>>>>

PR #4425, opened 2026-02-10
ci: add reusable run-tests action and support custom test image/tag

Peter-Sh:
# Main changes

* Created a new reusable action `.github/actions/run-tests/action.yml` that is intended to be run by workflows in this and external repositories.
* Moved all the steps from `test-on-docker.yml` to the new action, with modifications allowing the use of a custom image tag instead of a baked-in version.

## What was changed in `test-on-docker.yml`:

* Uses the run-tests action to run the tests
* Allows running tests against a custom image tag (this is indicated in the run-name, if used)

## Docker Compose

* Added the `CLIENT_LIBS_TEST_IMAGE_TAG` variable to Docker Compose.
I'm using a separate `CLIENT_LIBS_TEST_IMAGE_TAG` variable to clearly separate regular versions set with REDIS_VERSION from image tags.

## Changes to `Makefile`

* If `CLIENT_LIBS_TEST_IMAGE_TAG` is present, then the version argument is ignored.

## Changes to the workflow logic

* `CLIENT_LIBS_TEST_IMAGE_TAG`, along with `CLIENT_LIBS_TEST_IMAGE`, is passed to make start if any or both are present. Then Docker Compose gets them from the environment.

```
make start CLIENT_LIBS_TEST_IMAGE=redislabsdev/client-libs-test CLIENT_LIBS_TEST_IMAGE_TAG=custom-1235-debian-amd64
```

* Removed `CLIENT_LIBS_IMAGE_PREFIX` - it wasn't used anywhere. The run-tests action allows setting a different image name using `CLIENT_LIBS_TEST_IMAGE` (not used in `test-on-docker.yml`).

### Minor changes
* Maven is started with the `-B` option to reduce output noise from progress messages a bit.
* Docker Compose is started with `--quiet-pull` to reduce noise.
* Docker Compose is started with the `--wait` option, which is a more correct way to wait for readiness.

### DIFF
--- a/src/main/java/redis/clients/jedis/MultiDbConfig.java
+++ b/src/main/java/redis/clients/jedis/MultiDbConfig.java
@@ -12,7 +12,9 @@ import redis.clients.jedis.exceptions.JedisConnectionException;
 import redis.clients.jedis.exceptions.JedisValidationException;
 import redis.clients.jedis.mcf.ConnectionFailoverException;
 import redis.clients.jedis.mcf.PingStrategy;
+import redis.clients.jedis.util.JedisAsserts;
 import redis.clients.jedis.mcf.HealthCheckStrategy;
+import redis.clients.jedis.mcf.InitializationPolicy;
 
 /**
  * Configuration class for multi-database Redis deployments with automatic failover and failback
@@ -644,6 +646,22 @@ public final class MultiDbConfig {
   private int delayInBetweenFailoverAttempts;
 
   /**
+   * Initialization policy that determines when the multi-database connection is ready to be
+   * returned based on the availability of individual database connections.
+   * <p>
+   * The policy is evaluated based on the completion status of database health checks, and the
+   * decision to continue waiting, succeed, or fail is based on the number of available, pending,
+   * and failed connections.
+   * </p>
+   * <p>
+   * <strong>Default:</strong> {@link InitializationPolicy.BuiltIn#MAJORITY_AVAILABLE}
+   * </p>
+   * @see InitializationPolicy
+   * @see #getInitializationPolicy()
+   */
+  private InitializationPolicy initializationPolicy;
+
+  /**
    * Constructs a new MultiDbConfig with the specified database configurations.
    * <p>
    * This constructor validates that at least one database configuration is provided and that all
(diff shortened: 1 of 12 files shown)


src/test/resources/env/docker-compose.yml
```diff
@@ -149,7 +149,7 @@ services:
   jedis-stack:
     sysctls:
       - net.ipv6.conf.all.disable_ipv6=1
-    image: "${CLIENT_LIBS_TEST_IMAGE}:${REDIS_STACK_VERSION:-${REDIS_VERSION}}"
```
ggivo: I think the correct precedence here is
1.	CLIENT_LIBS_TEST_IMAGE_TAG → highest priority
2.	REDIS_STACK_VERSION → fallback
3.	REDIS_VERSION → last fallback

image: "${CLIENT_LIBS_TEST_IMAGE}:${CLIENT_LIBS_TEST_IMAGE_TAG:-${REDIS_STACK_VERSION:-${REDIS_VERSION:-}}}"

src/test/resources/env/docker-compose.yml
```diff
@@ -149,7 +149,7 @@ services:
...
+    image: "${CLIENT_LIBS_TEST_IMAGE}:${REDIS_STACK_VERSION:-${CLIENT_LIBS_TEST_IMAGE_TAG:-${REDIS_VERSION:-}}}"
```
ggivo: I think the correct precedence should be 

	1.	CLIENT_LIBS_TEST_IMAGE_TAG → highest priority
	2.	REDIS_STACK_VERSION → fallback
	3.	REDIS_VERSION → last fallback

Something like

image: "${CLIENT_LIBS_TEST_IMAGE}:${CLIENT_LIBS_TEST_IMAGE_TAG:-${REDIS_STACK_VERSION:-${REDIS_VERSION:-}}}"


-------
We can also extract it and use  references
x-client-libs-image: &client-libs-image
image: "${CLIENT_LIBS_TEST_IMAGE}:${CLIENT_LIBS_TEST_IMAGE_TAG:-${REDIS_VERSION:-}}"

x-client-libs-stack-image: &client-libs-stack-image
image: "${CLIENT_LIBS_TEST_IMAGE}:${CLIENT_LIBS_TEST_IMAGE_TAG:-${REDIS_STACK_VERSION:-${REDIS_VERSION:-}}}"

and then
cluster-stable:
<<: *client-libs-image
...
jedis-stack:
<<: *client-libs-stack-image
...

Makefile
```diff
@@ -3,8 +3,6 @@ PATH := ./redis-git/src:${PATH}
 # Supported test env versions
 SUPPORTED_TEST_ENV_VERSIONS := 8.6 8.4 8.2 8.0 7.4 7.2 6.2
 DEFAULT_TEST_ENV_VERSION := 8.4
-REDIS_ENV_WORK_DIR := $(or ${REDIS_ENV_WORK_DIR},/tmp/redis-env-work)
```
ggivo, line 6: hm, what's the reason for removing REDIS_ENV_WORK_DIR

now after` make stop` / `make cleanup`, might end up with the old state from the previous run used by some containers

Peter-Sh: My bad, I thought by mistake it's not required since there is already `mkdir REDIS_ENV_WORK_DIR` in the action, but missed the point of cleaning up.

src/test/resources/env/docker-compose.yml
Peter-Sh: Implemented with anchors, looks much better.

<<<<

Hand back the listing exactly. Include every line.

PR #4425, opened 2026-02-10
ci: add reusable run-tests action and support custom test image/tag

Peter-Sh:
# Main changes

* Created a new reusable action `.github/actions/run-tests/action.yml` that is intended to be run by workflows in this and external repositories.
* Moved all the steps from `test-on-docker.yml` to the new action, with modifications allowing the use of a custom image tag instead of a baked-in version.

## What was changed in `test-on-docker.yml`:

* Uses the run-tests action to run the tests
* Allows running tests against a custom image tag (this is indicated in the run-name, if used)

## Docker Compose

* Added the `CLIENT_LIBS_TEST_IMAGE_TAG` variable to Docker Compose.
I'm using a separate `CLIENT_LIBS_TEST_IMAGE_TAG` variable to clearly separate regular versions set with REDIS_VERSION from image tags.

## Changes to `Makefile`

* If `CLIENT_LIBS_TEST_IMAGE_TAG` is present, then the version argument is ignored.

## Changes to the workflow logic

* `CLIENT_LIBS_TEST_IMAGE_TAG`, along with `CLIENT_LIBS_TEST_IMAGE`, is passed to make start if any or both are present. Then Docker Compose gets them from the environment.

```
make start CLIENT_LIBS_TEST_IMAGE=redislabsdev/client-libs-test CLIENT_LIBS_TEST_IMAGE_TAG=custom-1235-debian-amd64
```

* Removed `CLIENT_LIBS_IMAGE_PREFIX` - it wasn't used anywhere. The run-tests action allows setting a different image name using `CLIENT_LIBS_TEST_IMAGE` (not used in `test-on-docker.yml`).

### Minor changes
* Maven is started with the `-B` option to reduce output noise from progress messages a bit.
* Docker Compose is started with `--quiet-pull` to reduce noise.
* Docker Compose is started with the `--wait` option, which is a more correct way to wait for readiness.

### DIFF
--- a/src/main/java/redis/clients/jedis/MultiDbConfig.java
+++ b/src/main/java/redis/clients/jedis/MultiDbConfig.java
@@ -12,7 +12,9 @@ import redis.clients.jedis.exceptions.JedisConnectionException;
 import redis.clients.jedis.exceptions.JedisValidationException;
 import redis.clients.jedis.mcf.ConnectionFailoverException;
 import redis.clients.jedis.mcf.PingStrategy;
+import redis.clients.jedis.util.JedisAsserts;
 import redis.clients.jedis.mcf.HealthCheckStrategy;
+import redis.clients.jedis.mcf.InitializationPolicy;
 
 /**
  * Configuration class for multi-database Redis deployments with automatic failover and failback
@@ -644,6 +646,22 @@ public final class MultiDbConfig {
   private int delayInBetweenFailoverAttempts;
 
   /**
+   * Initialization policy that determines when the multi-database connection is ready to be
+   * returned based on the availability of individual database connections.
+   * <p>
+   * The policy is evaluated based on the completion status of database health checks, and the
+   * decision to continue waiting, succeed, or fail is based on the number of available, pending,
+   * and failed connections.
+   * </p>
+   * <p>
+   * <strong>Default:</strong> {@link InitializationPolicy.BuiltIn#MAJORITY_AVAILABLE}
+   * </p>
+   * @see InitializationPolicy
+   * @see #getInitializationPolicy()
+   */
+  private InitializationPolicy initializationPolicy;
+
+  /**
    * Constructs a new MultiDbConfig with the specified database configurations.
    * <p>
    * This constructor validates that at least one database configuration is provided and that all
(diff shortened: 1 of 12 files shown)


src/test/resources/env/docker-compose.yml
```diff
@@ -149,7 +149,7 @@ services:
   jedis-stack:
     sysctls:
       - net.ipv6.conf.all.disable_ipv6=1
-    image: "${CLIENT_LIBS_TEST_IMAGE}:${REDIS_STACK_VERSION:-${REDIS_VERSION}}"
```
ggivo: I think the correct precedence here is
1.	CLIENT_LIBS_TEST_IMAGE_TAG → highest priority
2.	REDIS_STACK_VERSION → fallback
3.	REDIS_VERSION → last fallback

image: "${CLIENT_LIBS_TEST_IMAGE}:${CLIENT_LIBS_TEST_IMAGE_TAG:-${REDIS_STACK_VERSION:-${REDIS_VERSION:-}}}"

src/test/resources/env/docker-compose.yml
```diff
@@ -149,7 +149,7 @@ services:
...
+    image: "${CLIENT_LIBS_TEST_IMAGE}:${REDIS_STACK_VERSION:-${CLIENT_LIBS_TEST_IMAGE_TAG:-${REDIS_VERSION:-}}}"
```
ggivo: I think the correct precedence should be 

	1.	CLIENT_LIBS_TEST_IMAGE_TAG → highest priority
	2.	REDIS_STACK_VERSION → fallback
	3.	REDIS_VERSION → last fallback

Something like

image: "${CLIENT_LIBS_TEST_IMAGE}:${CLIENT_LIBS_TEST_IMAGE_TAG:-${REDIS_STACK_VERSION:-${REDIS_VERSION:-}}}"


-------
We can also extract it and use  references
x-client-libs-image: &client-libs-image
image: "${CLIENT_LIBS_TEST_IMAGE}:${CLIENT_LIBS_TEST_IMAGE_TAG:-${REDIS_VERSION:-}}"

x-client-libs-stack-image: &client-libs-stack-image
image: "${CLIENT_LIBS_TEST_IMAGE}:${CLIENT_LIBS_TEST_IMAGE_TAG:-${REDIS_STACK_VERSION:-${REDIS_VERSION:-}}}"

and then
cluster-stable:
<<: *client-libs-image
...
jedis-stack:
<<: *client-libs-stack-image
...

Makefile
```diff
@@ -3,8 +3,6 @@ PATH := ./redis-git/src:${PATH}
 # Supported test env versions
 SUPPORTED_TEST_ENV_VERSIONS := 8.6 8.4 8.2 8.0 7.4 7.2 6.2
 DEFAULT_TEST_ENV_VERSION := 8.4
-REDIS_ENV_WORK_DIR := $(or ${REDIS_ENV_WORK_DIR},/tmp/redis-env-work)
```
ggivo, line 6: hm, what's the reason for removing REDIS_ENV_WORK_DIR

now after` make stop` / `make cleanup`, might end up with the old state from the previous run used by some containers

Peter-Sh: My bad, I thought by mistake it's not required since there is already `mkdir REDIS_ENV_WORK_DIR` in the action, but missed the point of cleaning up.

src/test/resources/env/docker-compose.yml
Peter-Sh: Implemented with anchors, looks much better.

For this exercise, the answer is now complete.